PR #1936, opened 2020-12-22
Remove mapreduce.input.fileinputformat.inputdir setting in memory source

navinvishy:
Memory source sets the mapreduce.input.fileinputformat.inputdir property to
a random UUID value. Often in clusters with HDFS federation, paths like that are
not valid namespaces.
While this path is not usually checked since this is a memory source, in clusters
where Kerberos is enabled, Hadoop lists the input dirs to a job to get delegation
tokens. Since this path is not valid, this results in a FileNotFoundException on
a Kerberized cluster.

This patch removes this setting in Scalding memory sources since they are not valid anyway.


ttim:
I think this should be fine and shouldn't break existing code,

@johnynek we're not suppose to rely on `inputPaths` for in memory sources in our code, right?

━━━━━━━━━━━━━━━━

*What this task involves*
The line with "This patch removes" through the last line of the entries above: output exactly those lines and nothing else.

*Finished task*
This patch removes this setting in Scalding memory sources since they are not valid anyway.


ttim:
I think this should be fine and shouldn't break existing code,

@johnynek we're not suppose to rely on `inputPaths` for in memory sources in our code, right?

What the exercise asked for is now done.